Moving forward to 2012, most of the world has been fought over and divided between Germany and Japan but the conflict continues. In fact the Earth's destruction by atomic weapons is about to begin. Joseph Kennedy, great-nephew of John Fitzgerald, has a plan to save the future but, before he can put it into action, he must contend with some powerful factions who have plans to prevent him.

The first thing you'll notice about this book is that it's the thickness of a house brick. (Yes, I do know for sure as, yes, I did measure it against one.) A writer is either skilful or daft to set out on such a tree-full of pages for their first novel. Which of the two is David Kowalski? Well, readers, our luck is in – this is a good read.

This latest contribution to the 'Alternative History' genre is actually two books in one. It begins with detailed historical fiction as we see the Titanic through the eyes of the time traveller, Wells. (A clever homage to the writer of The Time Machine, HG Wells.) The research is meticulously studied and is inserted seamlessly into the narrative without the superfluous 'I've learnt this so it goes in the book' syndrome suffered from by some writers. The rest of the book is a fast-paced thriller, similar to a Ken Follett. The clock is ticking, the powers that be will do anything to shut Kennedy down and yet he has a long way to go with his odd assortment of a team of experts.

Whilst we're on the subject, Kowalski is a dab hand at writing a Kennedy. Although fictional, Joseph is a good extrapolation of his family's characteristics and attributes. He's a charismatic hero with an undeniable twinkle and a definite sense of humour, even when under pressure. If anything, once he's been introduced into the story, he's missed whenever the narrative thread wanders elsewhere. This is only a minor worry though, as he's never out of the picture for long.

There are some important questions hanging in the air. Firstly how does the author sustain interest for over 800 pages? The answer is more easily spotted than reproduced: the action comes in waves (meant metaphorically – no pun intended). The reader is pushed along from page to page like a surfer. This is followed by a lull during which the reader has time to breathe and ponder the number of pages remaining. There isn't long to ponder the distance scaled, however, as at this point the next wave hits and, before they know it, the reader has been swept through another 30, 40 or 50 pages.

The second question is: 'Should it be over 800 pages?' and for this perhaps the answer is different.
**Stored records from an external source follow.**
PR #5615, opened 2024-05-28
refactor(knex): moved better-sqlite, libsql and mariadb dialects into their packages

boenrobot:
This allows tree shaking bundlers (e.g. Vite) to exclude those dialects' clients, when they are not in use, without needing an explicit config.

### DIFF
--- a/packages/better-sqlite/src/BetterSqliteConnection.ts
+++ b/packages/better-sqlite/src/BetterSqliteConnection.ts
@@ -1,4 +1,5 @@
-import { BetterSqliteKnexDialect, BaseSqliteConnection } from '@mikro-orm/knex';
+import { BaseSqliteConnection } from '@mikro-orm/knex';
+import { BetterSqliteKnexDialect } from './BetterSqliteKnexDialect';
 
 export class BetterSqliteConnection extends BaseSqliteConnection {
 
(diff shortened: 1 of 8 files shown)


B4nan:
Hmm, the motivation behind this was that I wanted to introduce a new driver based on kysely, and there I would rather want to have a single package for all the supported dialects (as that would mean doubling the number of the packages basically, making everything harder to document and reason about).

I would rather try to find another way around this than moving things around. In the end, we already have the `MonkeyPatchable` export which is touching all the dialects and that is clearly not a problem.

B4nan:
Right, being able to extend the dialect was another motivation, so moving them elsewhere actually feels breaking.

PodaruDragos:
> Hmm, the motivation behind this was that I wanted to introduce a new driver based on kysely, and there I would rather want to have a single package for all the supported dialects (as that would mean doubling the number of the packages basically, making everything harder to document and reason about).
> 
> I would rather try to find another way around this than moving things around. In the end, we already have the `MonkeyPatchable` export which is touching all the dialects and that is clearly not a problem.

wow this would be such a great improvement over `knex`. In this scenario how would this have worked ? 
did you plan to remove the usage of `knex` from each package that uses it and replace it  ?

B4nan:
The new package (probably `@mikro-orm/kysely`) would have all the dialect specific code as well as the ORM drivers, and you would install the underlying libraries as peer deps just like you do with kysely/knex when used directly.

But it would be quite a lot of work, I might just swap knex with kysely in v7 and keep the structure as is. I am more and more tired with knex, its not really maintained anymore, and their dialects are often not well written and are missing features. I keep polyfilling what knex is supposed to be doing, and I already reached the level of "I am doing more than knex" instead of "I am getting a lot out of knex". I am just a bit afraid that some people might want to stay with knex for whatever reason.

I guess I will open RFC for this to see what the community thinks, as for me it would be much simpler to swap knex with kysely instead of trying to provide support for both.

It's a good book at its current length, but if it had been reined back a bit to... say... 500 pages it may have been tighter, faster and a great book. Also there's the physical aspect. Not everyone has an e-reader and holding a book of that length open for long periods is physically uncomfortable. Although maybe these are things to think about next time rather than major moans.
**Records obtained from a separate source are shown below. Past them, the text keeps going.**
Issue #3743, opened 2022-11-15
Replace direct require() calls with an indirection function


parisholley:
**Is your feature request related to a problem? Please describe.**
Many new JS stacks use some type compiler (swc, esbuild, babel) and will often have some setting enabled that will attempt to in-line all code that is included via require(). That is problematic for this project since things like database drivers are only included if needed.

**Describe alternatives you've considered**
You can try to figure out how to exclude or mock the module name but for some projects (such as remix), the compiler stack isn't exposed to you unless you patch the project.

B4nan:
I don't think we have require calls that cannot be already gotten around (e.g. for drivers you can pass the driver class via `driver` option instead of the `type` option). You can already use MikroORM with esbuild/swc, as long as you are fine with not using decorators for metadata.

Or is this about removing the require calls, so you don't need special handling for them (e.g. as in webpack)? We need defaults that work universally, so I don't think that's doable in near future.

B4nan:
Looking at the PR, I believe that is the exact way to break things. This won't work in ESM project at all, if I'm not mistaken - will try that tomorrow, I have one ESM example project.

FYI we also have `Utils.requireFrom` and `Utils.tryRequire`, those are tested in various types of project.

parisholley:
> as long as you are fine with not using decorators for metadata

decorators work with swc, you just have to define `type` for every property and i have a `registerMikro` function for gathering classes in an array and passing to my mikro init logic

> that is the exact way to break things

i'm not familiar enough with ESM to say

> we also have `Utils.requireFrom` and `Utils.tryRequire`

alright, i can change if you think this isn't a breaking change

parisholley:
take this comment with a grain of salt as I am biased :) but using webpack to bundle server-side node_modules seems like a smell? i could get trying tree-shake dependencies or maybe having a single file to say, deploy to a serverless function provider, but even in SSR situations node_modules i find to be separate most of the time and a lot of projects meant for node aren't tree-shakable to begin with. 

@B4nan on flip side, obviously a breaking change, could we not just have the user pass an instance/class/etc to config instead of driver "names" (same thing with migrations), and this problem goes away?

B4nan:
[...]

PR #5618, opened 2024-05-28
refactor(knex): moved all knex patches into a dedicated package @mikro-orm/knex-patches

boenrobot:
This enables users to be independent of driver, by using types from @mikro-orm/knex, and do so even in the presence of bundlers like Vite.

Custom driver implementations meanwhile will need to import from @mikro-orm/knex classes, as before, and if the custom driver requires a new knex dialect, also import from @mikro-orm/knex-patches.


B4nan:
I would call this even more breaking than the other PR, since you are moving more exports around.

B4nan:
Also it feels weird that this would fix it, I would expect the very same problem. Moving things to another package you will depend on directly shouldn't change anything about the import calls being present.

B4nan:
> This one in theory should, given that knex is a down dependency that also ultimately does a require() for all drivers.

Yeah and this was always a problem, at least with webpack, you always had to explicitly say those are external dependencies (those you don't use, so all drivers except the one you have installed). Maybe things changed or its different with vite, but it sounds quite weird to me.

Anyway, I would appreciate a repro for this so I can take a look too, maybe we can find some other way around it - like using dynamic strings in the imports instead of static ones which vite tries to bundle automatically.

B4nan:
> For all its smarts, I can't believe Vite isn't smart enough to pick that one up.

Maybe it's even intentional.

Note that even [wrapping the require/import call with a custom method will help](https://github.com/parisholley/mikro-orm/commit/e633a83966d684f4d126109ff090aad67bcd7cd5), bundlers literally seek the static require calls and skip anything tiny bit dynamic. There was some discussion around this topic in #3743.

In this Titanic centennial year there will be many contenders who want to utilise the theme to catch your eye. However, rest assured that none will be like this one so exercise that v-shaped book rest between your thumb and finger and see what you think.
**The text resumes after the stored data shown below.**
PR #5630, opened 2024-05-30
fix(core): ensure correct mapping of related columns to owning entity fields for complex relations

### LINKED ISSUE #5629: array out of bounds error with columns shared in composite PK and FK
### Describe the bug

related to #5622
columns shared in composite PK/FK are breaking `getResultMapper` in EntityComparator.ts

the shorthand explanation is that the line `return propName(fieldNames[idx]);` is causing an array OOB error

image
in the screenshot above, it's trying to access index 3 in an array of length 3. i'll put up a repro test and see if I can figure out the bug. this bug causes querybuilder and EntityRepository.find to break when trying to retrieve an entity by its PK

### Reproduction
https://github.com/mikro-orm/mikro-orm/pull/5630/files

@mikro-orm/postgresql

### MikroORM version

6.2.8

### Node.js version

20.11

### Operating system

macos

### Validations

russell-dot-js:
This change fixes #5629, and no tests are failing, but I don't understand enough of what's happening here to be sure it didn't break something else

I also fixed a race condition where multiple test suites were contending for the same temp files by updating the contending test suites to use their own temp directories


packages/core/src/utils/EntityComparator.ts
```diff
@@ -268,14 +268,19 @@ export class EntityComparator {
     // respects nested composite keys, e.g. `[1, [2, 3]]`
     const createCompositeKeyArray = (prop: EntityProperty, fieldNames = prop.fieldNames, idx = 0): string => {
       if (!prop.targetMeta) {
-        return propName(fieldNames[idx++]);
+        return propName(fieldNames[idx]);
```
russell-dot-js, line 271: incrementing index after returning did nothing

packages/core/src/utils/EntityComparator.ts
```diff
@@ -268,14 +268,19 @@ export class EntityComparator {
...
+      const foundFields = new Set<string>();
 
       for (const pk of prop.targetMeta.getPrimaryProps()) {
+        const oldSize = foundFields.size;
+
+        pk.fieldNames.forEach(field => foundFields.add(field));
+        const added = foundFields.size - oldSize;
         parts.push(createCompositeKeyArray(pk, fieldNames, idx));
-        idx += pk.fieldNames.length;
+        idx += added;
```
russell-dot-js, line 283: this seems to fix the issue... but so did changing the line to `idx ++;`
need someone smarter to check this out and help determine the "right" fix. even though the test passes, I don't have enough context (why was it important to increment idx by the # of fieldNames?) to feel totally safe

overall it would be good to see more unit tests because this code is pretty scary

tests/features/composite-keys/GH5629.test.ts
```diff
@@ -0,0 +1,100 @@
...
+@Entity()
+class SomethingThatBelongsToSomething extends BaseEntity {
+
+  [PrimaryKeyProp]?: ['tenant', 'something', 'id'];
+
+  @ManyToOne(() => Tenant, { fieldName: 'tenant_id', primary: true })
+  tenant!: Tenant;
+
+  @ManyToOne(() => Something, {
+    fieldName: 'something_id',
```
B4nan, line 34: FYI this is a no-op and could potentially confuse either you or the ORM. Composite relation properties never have 1 field name but multiple join columns, you always have multiple field names here. This option is most probably ignored, otherwise it would error completely. Just keep the join columns, as that is what is used for owning sides anyway.

packages/core/src/utils/EntityComparator.ts
B4nan: this looks "good" to me, support for sharing columns in FKs is done exactly this way - we ignore the ones that are duplicated. 

i think it was working for simple cases, but yours is different - you try to have actual nested composite keys, while up until now it was only meant for composite keys that share the tenant and not the rest.

i agree more tests would be great, PR welcome for that. if you want to be sure, just change this test to be more complex - have two owned PKs on each entity, then you should see that doing `++` wont be enough.

even better, we could try to find a proper support for this. i would love to simplify the internals of handing nested composite keys.

tests/features/composite-keys/GH5629.test.ts
russell-dot-js: thank you for the clarity. it's nice to be able to see what the fields are when using them for FK's, but pointless if redunant. 

we can probably update the type for the annotation arg so that joinColumns and fieldName are mutually exclusive then?

packages/core/src/utils/EntityComparator.ts
russell-dot-js: adding a more complex relationship caused another issue:

```
 select `s0`.*
 from `something_that_belongs_x4` as `s0`
 where `s0`.`tenant_id` = '1'
 and (`s0`.`tenant_id`, `s0`.`something_id`) in ( values ('1', '2'))
 and (`s0`.`tenant_id`, `s0`.`something_id`, `s0`.`x1_id`) in ( values ('1', '1', '2', '3'))
 and (`s0`.`tenant_id`, `s0`.`something_id`, `s0`.`x1_id`, `s0`.`x2_id`) in ( values ('1', '1', '2', '1', '1', '2', '3', '4'))
 and (`s0`.`tenant_id`, `s0`.`something_id`, `s0`.`x1_id`, `s0`.`x2_id`, `s0`.`x3_id`) in ( values ('1', '1', '2', '1', '1', '2', '3', '1', '1', '2', '1', '1', '2', '3', '4', '5'))
 limit 1
```

the # of columns in values doesn't match the number of columns in the where. i fixed that but broke other tests... will keep noodling on it

russell-dot-js: it seems that createCompositeKeyArray is important enough that it should be removed from the getResultMapper closure and tested independently

tests/features/composite-keys/__snapshots__/GH5629.test.ts.snap
```diff
@@ -0,0 +1,80 @@
...
+      "something_id",
+    ],
+  },
+  {
+    "compositeKey": "[result.tenant_id, [result.something_id, result.something_id], result.x1_id]",
+    "fieldNames": [
+      "tenant_id",
+      "something_id",
+      "x1_id",
+    ],
```
russell-dot-js, line 58: @B4nan all the tests are passing now, but check this out
see the generated composite key is  `[result.tenant_id, [result.something_id, result.something_id], result.x1_id]`
I'd expect `[result.tenant_id, [result.tenant_id, result.something_id], result.x1_id]` instead

it just so happens that the values align with what's generated here, e.g. `[1, [2, 2], 3]` so this being broken aligns with the broken where clause generated by find

forgive my ignorance, but I feel like we should be able to simplify it to unique keys -> unique values. if tenant_id is used in multiple foreign keys, it doesn't really matter, because the fact that it matches for the first one implies that it matches for the rest

so i'd think we could simplify our WHERE clauses to
`WHERE tenant_id = 1 AND something_id = 2 AND x1_id = 3` 
rather than
` WHERE tenant_id = 1 AND (tenant_id, something_id) IN (1, 2) AND (tenant_id, something_id, x1_id) IN (1,2,3)`

where does this assumption break?

russell-dot-js: ah, in its current state it's actually generating in invalid mapper - the values in the nested entities are wrong, e.g.
`ret.x1 = [result.tenant_id, [result.something_id, result.something_id], result.x1_id];`
for "something", it's using "something_id" for the tenant_id. that's why a strict comparison e.g. `expect(x4.x2).toBe(x2)` was failing

tests/features/composite-keys/GH5629.test.ts
B4nan: that would be a breaking change, i am sure more people are doing this already, and since its not really breaking anything, why break their code now. also i am sure there is much more cases like this, i am not sure if its feasible to deal with this via discriminated unions (or do you have some other solution in mind?) 

note that there is `fieldName` and `fieldNames` and `name`, all doing the same (one for support of composite keys, one as alias because people kept trying it). and you can use that just fine instead of `joinColumns`, it works both ways. i think i would rather try to think of how to simplify this in v7 and add proper runtime validations.

tests/features/composite-keys/__snapshots__/GH5629.test.ts.snap
B4nan: > [result.something_id, result.something_id]

Yeah, this looks indeed wrong.

> so i'd think we could simplify our WHERE clauses to

Agreed. Let's say that the code was never really written to support this case (sharing columns in multiple properties), it was added later thanks to some small patches. I would greatly appreciate if you could help me make this better/simpler/more correct in any way.

packages/core/src/utils/EntityComparator.ts
```diff
@@ -250,6 +250,32 @@ export class EntityComparator {
     return snapshotGenerator;
   }
 
+  propName = (name: string, parent = 'result') => parent + this.wrap(name);
+
+  // respects nested composite keys, e.g. `[1, [2, 3]]`
+  createCompositeKeyArray = (prop: EntityProperty, fieldNames = prop.fieldNames, idx = 0, foundFields = new Set<string>()): string => {
```
B4nan, line 256: please use regular functions, and make them private or internal

tests/features/composite-keys/__snapshots__/GH5629.test.ts.snap
russell-dot-js: i’m happy to take this on, but would appreciate a little directionality. since the only document on the method is “supports composite keys eg [1,[2,3]]” it’s not clear how the method is supposed to behave

given a prop on entity A with fieldNames [A1,A2,A3] that reference entity B where A1=>B1 and A2=>B2, it appears the response is supposed to be [A1, A2] because that it what will be used in the mapper to set the values for B’s PK… is that correct? or is it supposed to be [B1, B2]

getting this working properly is one part, once the expected behavior is documented with unit tests i’ll crack on getting the mappers and find method playing along. removing redundancy from the where clause is a nice to have IMO but doesn’t fix anything, just makes it “more right”

russell-dot-js: figured it out, should have a working fix tomorrow & tests. spent too long trying to decode the “right” way to use the index on a potentially nested inner entity to find the column name on the root entity when there’s no relationship between the field index on the root and the nested index. really just needed to use fieldNames and referencesFieldNames instead of idx

russell-dot-js: @B4nan could use a little help on the last detail. it seems like based on the type of relationship, i need to find my field in either referencedPKs or referencedColumnNames. it's not clear to me when to look at each one.

at first it appears that for "m:n" relations, i should be using referencedPKs instead of referencedColumnNames:
image

("fieldName" is the field I'm searching for).  test: 'composite entity in m:n relationship, one of entity is composite' in tests/features/composite-keys/composite-keys.mysql.test.ts

however, this doesn't always work:


here's an m:n where I should be looking in referencedColumnNames instead of referencedPK's. it seems like there's some kind of combination of "owner" and potentially "ref" on m:n relations that inform where I should be looking. test 'shared column as composite PK and FK in M:N' in tests/features/sharing-column-in-composite-pk-fk.test.ts

the poor man's version is to just look in both and take which one has a match, but that doesn't seem correct.

there's a chance that posting this comment with the screenshots will suffice as a rubber duck where I can see the pattern, but if this is obvious to you, please share

russell-dot-js: ok, I got it. the use of a custom pivot entity is the differentiator. my fix is pushed on this branch, all tests are passing

this doesn't fix the issue with queries selecting the wrong # of columns e.g. in tests/features/composite-keys/GH5629.test.ts

i'd like to be able to write 
```
  const resolved = (await orm.em.findOne(SomethingThatBelongsX4, {
    tenant,
    something,
    x1,
    x2,
    x3,
  }))!;
```

and believe the orm is supposed to support that, but it currently results in an issue so I use
```
  const resolved = (await orm.em.findOne(SomethingThatBelongsX4, {
    tenant: { id: '1' },
    something: { id: '2' },
    x1: { id: '3' },
    x2: { id: '4' },
    x3: { id: '5' },
  }))!;
```

packages/core/src/utils/EntityComparator.ts
```diff
@@ -250,6 +251,55 @@ export class EntityComparator {
     return snapshotGenerator;
   }
 
+  propName(name: string, parent = 'result') {
+    return parent + this.wrap(name);
+  }
+
+  // respects nested composite keys, e.g. `[1, [2, 3]]`
+  createCompositeKeyArray(prop: EntityProperty, parents: EntityProperty[] = []): string {
```
russell-dot-js, line 264: since this area is highly performance sensitive and node doesn't support TCO, I'd like to do away with the recursion  but the dynamic approach was very difficult to read, and this should outperform the original method considering that createCompositeKeyArray and propName are no longer recompiled for each frame

tests/features/composite-keys/__snapshots__/GH5629.test.ts.snap
B4nan: >  i need to find my field in either referencedPKs or referencedColumnNames

`referencedPKs` points to target entity PK properties (and each of them can be potentially represented by multiple columns if it's a composite FK on its own), while `referencedColumnNames` is a flat array of the final columns in the target table

don't be too attached to what you see in the metadata, the problem could be there as well (not saying it is the case now, just a general warning)

packages/core/src/utils/EntityComparator.ts
B4nan: the perf consideration is more about the compiled code, its fine to use recursion in methods that generate it. that's also the reason why having the helper method inlined or not is not really relevant, this code gets executed exactly once per entity type and cached.

packages/core/src/utils/EntityComparator.ts
```diff
@@ -250,6 +251,62 @@ export class EntityComparator {
...
+    if (!prop.targetMeta) {
+      let fieldName = prop.fieldNames[0];
+      // traverse all parents, mapping my field name to each parent's field name until we reach the root
+      for (let i = parents.length - 1; i >= 0; i--) {
+        const parent = parents[i];
+
+        // look for the field name in the parent's referencedColumnNames, except for M:N without a custom pivot entity
+        //   (in that case, the field names are the referenced PK's )
+        const target = parent.kind === ReferenceKind.MANY_TO_MANY && parent.pivotEntity === parent.pivotTable ?
+          parent.referencedPKs : parent.referencedColumnNames;
```
B4nan, line 274: this feels weird, there shouldn't be any difference because of the custom pivot entity (also technically it can have the same name as the table name, so your condition wouldn't catch everything). 

sounds like we don't handle the metadata for it correctly, would be better to fix that instead of doing things conditionally later.

B4nan (approved):
i will be happy to merge this as is, but ideally we would also iron out the metadata difference for pivot entities, there shouldn't be a need for doing things conditionally because of them

russell-dot-js:
> i will be happy to merge this as is, but ideally we would also iron out the metadata difference for pivot entities, there shouldn't be a need for doing things conditionally because of them

👍 sounds great. I'd rather look on that stuff on a separate branch if it's cool with you, this bug was blocking us from using mikro for queries & we fellback to using knex directly for queries while using mikro to generate schema

my overall thought is that it would help a lot if more of this information was cached in the metadata instead of computed as-needed. especially since fixing this in one place [doesn't fix others](https://github.com/russell-dot-js/mikro-orm/pull/1/files#r1625274788) it's kind of like playing whack-a-mole right now. being able to look to the metadata as the shared source of truth, rather than implementing different logic for how to traverse props in different places, should help tidy it up

i know this can't be done at declaration time, especially considering circular dependencies, but it might be good to replace the usages of getPrimaryProps / targetMetadata / etc with a getter than lazily computes & stores all the necessary information about an entity / prop. don't have a conception for exactly what that would look like yet but my hunch is that it would improve readability & maintainability

B4nan:
> my overall thought is that it would help a lot if more of this information was cached in the metadata instead of computed as-needed

Absolutely agreed.

> rather than implementing different logic for how to traverse props in different places

The thing is that different places often require different logic and a bit different shapes. But that's a topic on its own, ideally such places should be refactored and we should unify those approaches. 

> i know this can't be done at declaration time, especially considering circular dependencies, but it might be good to replace the usages of getPrimaryProps / targetMetadata / etc with a getter than lazily computes & stores all the necessary information about an entity / prop's keys & relationships. don't have a conception for exactly what that would look like yet but my hunch is that it would improve readability & maintainability

I don't see any issues with doing things during discovery. We actually do a lot of what you are saying here, the EntityMetadata object is computing a lot of things on its own and caches them, discovery is also doing a lot of recursive stuff.

B4nan:
Anyway, thanks a lot for the PR, people are usually not into fixing bugs in the compiled functions and it needs to wait for me, really appreciate you were not afraid of touching this :]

I would like to thank Titan Books for giving The Bookbag a copy of this book to review.

If this book has piqued your interest in the voyage of the Titanic and would like to read more about the people on board, try Shadow of the Titanic by Andrew Wilson.

Buy The Company of the Dead by David Kowalski at Amazon You can read more book reviews or buy The Company of the Dead by David Kowalski at Amazon.co.uk


Buy The Company of the Dead by David Kowalski at Amazon You can read more book reviews or buy The Company of the Dead by David Kowalski at Amazon.com.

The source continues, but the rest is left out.